PR #35, opened 2026-06-23
[Phase A · PR2] Unified HTTP client + pure tracking headers (A3)

justinwlin:
**Stacked draft — do not merge.** Base = `v2/phase-a1-adapter-core` (PR #34). Implements **Phase A / Step A3**.

## What this is
The unified authenticated JSON client that replaces the byte-identical `runpodRequest` + `serverlessRequest`, plus a pure home for tracking headers. **Additive** — not wired into `tools.ts` yet (A4/PR3 does that), so v1 behavior is unchanged.

## Contents
- **`src/_shared/http.ts` — `createHttpClient({apiKey, fetch, tracking, errorPrefix})`**: takes a fully-resolved URL (the adapter builds base+path, collapsing the old `endpointId`-split), injected `fetch` so it's offline-testable.
- **`HttpError(status, body)`** — thrown on `!ok`. **Refines the PLAN's provisional 501 contract:** instead of *returning* `{unsupported}` (which would defang `stream-job`'s consecutive-error counter — the A4 risk), it **throws** a typed error carrying `.status`, so `create-pod` (C2) branches on 501 while `stream-job` still counts it. Best of both.
- Content-type matches the **`+json` suffix** so v2's RFC-9457 `application/problem+json` errors are parsed, not swallowed; `204`/empty/non-JSON → `{success:true,status}`.
- **GraphQL intentionally NOT merged** (no auth header, own `{data,errors}` envelope) — stays separate through Phase A.
- **`src/_shared/tracking.ts`** — pure `sanitizeUaToken` + `buildTrackingHeaders` (SDK-free; the home A4 wires the handlers into).

## Tests / checks
- 14 new offline tests (injected fetch, no network/SDK): request shape (URL/headers/method/body), response handling (json, problem+json, 204/empty, HttpError w/ status+body, 501, per-client prefix), tracking header construction + fallback.
- **70 total pass** · `tsc`/`eslint`/`tsup` clean.

## Deviation note (intentional)
The 501 handling deviates from PLAN A3's "returns {unsupported:true}" — see HttpError rationale above. This is the explicitly-"provisional" contract being resolved in favor of the design that doesn't break stream-job. PLAN can be updated to match.

### DIFF
--- a/PLAN.md
+++ b/PLAN.md
@@ -311,8 +311,9 @@ GREEN, or their RED tests have nothing injectable to target. This is stated per-
   takes `fetch` as a param (today it's a module import, `tools.ts:3`); thread from `stdio.ts`/`http.ts`.
 - RED: `tests/http.test.ts`. Inject a fake `fetch`. Cases: builds `base+path`; sets
   `Authorization: Bearer <key>` + tracking headers; serializes body only for POST/PATCH;
-  `!ok → throws` with the configured error prefix (**provisional contract — C2 carves out
-  501 as the one non-throwing case; note that here so C2 amends rather than regresses**);
+  `!ok → throws HttpError` (carrying `.status` + `.body`) for **all** non-OK responses
+  including 501 — C2 *catches* the 501 throw and branches on `err.status`, so stream-job's
+  error counter still fires on a mid-poll 501;
   non-JSON / 204 / empty body → `{success:true,status}`; JSON → parsed; **`application/
   problem+json` (v2's error shape) parses as JSON** — match the `+json` *suffix*, NOT the
   literal substring `application/json` (`"application/problem+json".includes("application/json")`
--- a/PLAN.md
+++ b/PLAN.md
@@ -299,11 +299,14 @@ GREEN, or their RED tests have nothing injectable to target. This is stated per-
 
 **Step A3 — Unified HTTP client, injected `fetch`. (SCOPE: REST + Serverless only — NOT GraphQL.)**
 - **CONTRACT (pin this first — it threads through A3→A4→B4→C2):** the client is **low-level**,
-  signature `client(path, method?='GET', body?): Promise<unknown>` (mirrors today's
-  `runpodRequest`, `tools.ts:126-130`). On `!ok` it **throws** (stream-job's loop depends on
-  it, A4) — **except 501**, which it returns as `{unsupported:true,status:501}` (C2). It takes
-  a per-client `errorPrefix` option so `"Runpod API Error"` / `"Runpod Serverless API Error"`
-  / `"GraphQL Error:"` are preserved (decide here, not at A5).
+  signature `client(url, method?='GET', body?): Promise<unknown>` (takes a fully-resolved URL;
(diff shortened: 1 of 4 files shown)


justinwlin:

**[BLOCKER] real `!ok`+problem+json error path was untested** — the old test used an impossible `200`+problem+json. **Fixed:** added a real `400`+problem+json test asserting the body is read via `.text()`, `.json()` is **never** called, and the JSON text lands on `HttpError.body`; reframed the success test to a `application/vnd.api+json` vendor type.

**[BLOCKER] `tracking()` per-request invocation untested** — a memoization refactor could break per-call session ids silently. **Fixed:** added a test asserting tracking is re-evaluated every request (session id differs per call).

**[BLOCKER→doc] 501 strategy vs PLAN** — reviewer confirmed the code is **zero-behavior-change** (today every `!ok` throws a generic Error; throwing `HttpError` on 501 is byte-compatible). The mismatch was with PLAN's *provisional* `{unsupported}` return, which would have defanged stream-job's error counter (the A4 risk). **Resolved by reconciling PLAN A3+C2** to the implemented design: client throws `HttpError`; create-pod catches and branches on `err.status===501`. `HttpError.status` exists precisely for this.

**[FIX/NIT] edge coverage added:** charset suffix + case-insensitive content-type, `+json` vendor type, PUT-no-body, `HttpError.name`, sanitize 64/65 boundary + all-reserved/empty, empty-string clientName → `unknown` (`||` not `??`).

**Confirmed by review (no change):** headers/body-gating/content-type branch line-for-line equivalent to old helpers; `isJsonContentType` is a strict superset of the old check (fixes the latent problem+json swallow); `buildTrackingHeaders` reproduces the UA string char-for-char; node-fetch `Response` satisfies the interfaces (A4 wiring compiles). A4 dependencies noted (URL resolution, two clients w/ distinct prefixes, caller wires tracking).

Tests: **70 → 76**. `tsc`/`eslint`/`tsup` clean. Running final verification.

justinwlin:

Verification subagent: `pnpm test` **76 pass**, `tsc`/`eslint` clean. Confirmed: error path reads `.text()` and never `.json()`; `isJsonContentType` matches all JSON/+json/charset/case variants and rejects text-plain/null; body only serialized for POST/PATCH; per-request tracking test genuinely proves non-memoization; module still additive (zero runtime importers). Fixed the one leftover stale 501 sentence in PLAN A3. No blockers remain.

justinwlin:
**Cleanup pass (code-quality refactor, no behavior change).** Tightened `createHttpClient` internals per the a/b/c review (remove nesting, stricter types, helpers):

- Named the request-init shape as `RequestInitLike` and reused it for `FetchLike`'s param, so the inline `init` literal can no longer drift from what `fetch` accepts (stricter types).
- Extracted `methodSendsBody()` and `buildRequestHeaders()` helpers; flattened the JSON-vs-success-marker branch into one expression.

Same outbound requests, same `HttpError`, same success marker. Verified by the existing http + handler tests (167 on the tip after the stack rebase) plus an independent reviewer pass — no drift.

justinwlin:
Superseded by #44 (v2 1/3 — Adapter foundation), which bundles this into one reviewable unit. Branch retained.

PR #37, opened 2026-06-23
[Phase B · PR4] v2 request mappers + v2 resolveBackend descriptors (B1/B2/B3)

justinwlin:
**Stacked draft — do not merge.** Base = `v2/phase-a4-wire-adapter` (PR #36). Implements **Phase B Steps B1, B2, B3** as a pure, fixture-tested v2 translation layer. Handler wiring (routing through `resolveBackend`) and catalog REST response mapping (B5) are follow-ups.

## Contents
- **`src/_shared/mappers.ts`** — pure v1→v2 request-body mappers:
  - `mapPodCreateToV2`: ContainerConfig flatten (`imageName→image`, `containerDiskInGb→disk`, `volumeInGb/volumeMountPath→mounts.persistent.{size,path}`), `gpuTypeIds[0]→gpu.id` + `gpuCount→gpu.count` (array→scalar), `cloudType→cloud`, `dataCenterIds[0]→dataCenter`, **never emits both `gpu`+`cpu`**, drops unknown/undefined keys.
  - `mapPodUpdateToV2`, `mapTemplateCreateToV2` (`isServerless→serverless`), `mapNetworkVolumeCreateToV2` (`dataCenterId→dataCenter`), registry identity.
- **`resolveBackend` v2 branch**: real v2 paths (`/v2/pods`, `/v2/network-volumes` **hyphen**, `/v2/registries`, `/v2/catalog/*` incl. **non-hyphenated** `datacenters`), version-aware `unwrap`, per-resource `mapCreate`/`mapUpdate`. `jobs`/`endpoints` still pinned v1.
- **`tests/fixtures/v2-create-pod.json`** — committed golden for the full pod-create remap.

## Spec volatility (documented in the mapper header)
Targets the current v2 dev snapshot. Known pending upstream changes that require updating mapper **+ fixture together**: `dataCenter` scalar may revert to `dataCenterIds[]`; `cloud` may drop `ALL`; template `category` may become optional. Per PLAN Part 7/8.

## Tests / checks
- New: `tests/mappers.test.ts` (fixture + field-level cases) + v2 descriptor tests in `backend.test.ts`. **112 pass.** `tsc`/`eslint`/`tsup` clean.

## Scope notes
- This is the v2 **library**; nothing routes to v2 at runtime yet (handlers still use inline v1 paths). The handler routing through `resolveBackend` is the next PR — that's where v2 actually turns on behind the flag.
[...]

PR #38, opened 2026-06-23
[Phase B · PR5] Route pod handlers through resolveBackend + B4 actions (v2 keystone)

justinwlin:
**Stacked draft — do not merge.** Base = `v2/phase-b1-mappers-descriptors` (PR #37). The **keystone** — pods actually route to v2 behind the flag. Implements **B4** + the handler-routing pattern.

## What changed
- **Descriptor convention bug fixed** (surfaced by wiring): v2 base ends in `/v2` and v2 paths were *also* `/v2/pods` → `base+path` doubled to `/v2/v2/pods`. v2 paths are now **bare** (`/pods`, `/catalog/gpus`, …) so `base+path` = exactly one `/v2`. Matches what the prober already assumed. Added a combined-URL regression test.
- **`registerTools` gains** `deps.v2Available` + `callRestUrl` (full-URL REST client), `backendFor()`, `jsonReply()`, and `podAction()` (B4).
- **All 7 pod handlers routed through `resolveBackend`:**
  - **v1: byte-identical** — filters, paths, bodies, query encoding all preserved.
  - **v2:** `/v2/*` paths, `mapCreate`/`mapUpdate` bodies, `unwrap`+cap lists, and **`POST /v2/pods/{id}/action {action}`** for start/stop (B4). v2 drops the v1-only list/get filter query params (spec declares none).

## Golden coverage (both versions)
- v1 (unchanged): list (+filters), get, create (byte-identical body), update (id-strip), start/stop (`/start`,`/stop`), delete.
- v2: list (`/v2/pods`, no filters, envelope unwrap + cap), create (mapped body — `image`/`gpu`/`dataCenter`), update (mapped, no podId), **start/stop → `/action` with `{action}`**, delete. Asserts the single-`/v2` combined URL.

## Checks
**127 tests pass** · `tsc`/`eslint`/`tsup` clean.

## Scope
Pods only. templates/volumes/registries routing + catalog B5 (GraphQL→REST) + C1/C2/C3 follow in subsequent stacked PRs, using this exact pattern. The stdio entrypoint awaiting `createV2Prober()` to supply `deps.v2Available` for `auto` mode is a small follow-up (explicit `RUNPOD_REST_VERSION=v2` works today).

### DIFF
--- a/src/_shared/backend.ts
+++ b/src/_shared/backend.ts
@@ -242,22 +242,25 @@ const CATALOG: ReadonlySet<Resource> = new Set<Resource>([
   'dataCenters',
 ]);
 
-// v2 REST paths (the control-plane resources). Note the renames vs v1:
-// network-volumes (hyphen), registries (was containerregistryauth), catalog/*.
-// Catalog `datacenters` is intentionally NOT hyphenated (matches the spec).
+// v2 REST paths (the control-plane resources). Paths are relative to the v2
+// base which ALREADY includes `/v2` (restV2Base → https://v2-rest.runpod.io/v2),
+// so they do NOT repeat the `/v2` prefix — `base + list` = `.../v2/pods`. (The
+// prober relies on the same convention: `base + /catalog/gpus`.)
+// Renames vs v1: network-volumes (hyphen), registries (was containerregistryauth),
+// catalog/*. Catalog `datacenters` is intentionally NOT hyphenated (matches the spec).
 const V2_REST_PATHS: Partial<
   Record<Resource, { list: string; get?: (id: string) => string }>
 > = {
-  pods: { list: '/v2/pods', get: (id) => `/v2/pods/${id}` },
-  templates: { list: '/v2/templates', get: (id) => `/v2/templates/${id}` },
+  pods: { list: '/pods', get: (id) => `/pods/${id}` },
+  templates: { list: '/templates', get: (id) => `/templates/${id}` },
   networkVolumes: {
-    list: '/v2/network-volumes',
-    get: (id) => `/v2/network-volumes/${id}`,
+    list: '/network-volumes',
+    get: (id) => `/network-volumes/${id}`,
   },
-  registries: { list: '/v2/registries', get: (id) => `/v2/registries/${id}` },
-  gpus: { list: '/v2/catalog/gpus', get: (id) => `/v2/catalog/gpus/${id}` },
-  cpus: { list: '/v2/catalog/cpus' },
-  dataCenters: { list: '/v2/catalog/datacenters' },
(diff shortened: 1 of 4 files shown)


justinwlin:

**Reviewer 1 (routing correctness): production-ready, no blockers** — confirmed v1 byte-identical for all 7 pod handlers, v2 URLs/bodies/action endpoint correct vs spec, single-`/v2` combined URLs, prober unaffected by the path-convention fix, callRestUrl preserves logging/HttpError, process.env routing safe for stdio+HTTP.

**Reviewer 2 (test completeness):** found a real test-helper bug + gaps, all fixed:
- **[FIX] `withV2` didn't await** — it restored `RUNPOD_REST_VERSION` before the awaited handler ran (passed only by timing luck). Now `async` + `return await fn()` in try/finally.
- **[BLOCKER] get-pod under v2 was the only un-golden-locked pod op** — added a test asserting `GET /v2/pods/{id}` with **NO** query string (guards the 'v2 drops v1-only filters' claim).
- **[FIX]** create-pod v2 now asserts `mounts.persistent` mapping + a partial-volume **drop** (the riskiest mapper branch, now exercised through the handler).
- **[FIX]** per-resource override (`RUNPOD_REST_VERSION_PODS=v2`) exercised **end-to-end through a handler**, not just the resolveBackend unit.
- **[NIT]** combined-URL double-`/v2` guard extended to `get(id)` + `/action` paths.

Tests: **127 → 130**. `tsc`/`eslint`/`tsup` clean. Noted intentional staged item: `createV2Prober` not yet wired into stdio/http, so `auto` resolves v1 today; explicit `RUNPOD_REST_VERSION=v2` works (probe wiring is a later step). Running final verification.

justinwlin:

Verification subagent: `pnpm test` **130 pass**, `tsc`/`eslint`/`tsup` clean. Confirmed: `withV2` awaits correctly (mutation-tested sensitive); all 7 pod ops golden-locked under **both** v1 (byte-identical) and v2 (single-`/v2` URLs, mapped bodies, `/action` for start/stop); B4 routing correct; non-pod handlers untouched; env-cleanup safe on failure. Added the verifier's suggested `beforeEach` env-isolation guard as defense-in-depth. No blockers.

justinwlin:
**Cleanup added here (no behavior change).** `jsonReply` is introduced in this PR, so it's now defined at module scope and every reply routes through it (replacing the inline `content:[{type:'text'...}]` blocks); `callRestUrl` reuses `withApiErrorLog` from the A4 PR. Identical replies + error logs.

justinwlin:
Superseded by #45 (v2 2/3 — Routing), which bundles this into one reviewable unit. Branch retained.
============================================================
Would you output, from the records above, exactly the run of lines that starts at the line containing "Same outbound requests, same" and ends at the line containing "pure v1→v2 request-body", and only that run?

Same outbound requests, same `HttpError`, same success marker. Verified by the existing http + handler tests (167 on the tip after the stack rebase) plus an independent reviewer pass — no drift.

justinwlin:
Superseded by #44 (v2 1/3 — Adapter foundation), which bundles this into one reviewable unit. Branch retained.

PR #37, opened 2026-06-23
[Phase B · PR4] v2 request mappers + v2 resolveBackend descriptors (B1/B2/B3)

justinwlin:
**Stacked draft — do not merge.** Base = `v2/phase-a4-wire-adapter` (PR #36). Implements **Phase B Steps B1, B2, B3** as a pure, fixture-tested v2 translation layer. Handler wiring (routing through `resolveBackend`) and catalog REST response mapping (B5) are follow-ups.

## Contents
- **`src/_shared/mappers.ts`** — pure v1→v2 request-body mappers:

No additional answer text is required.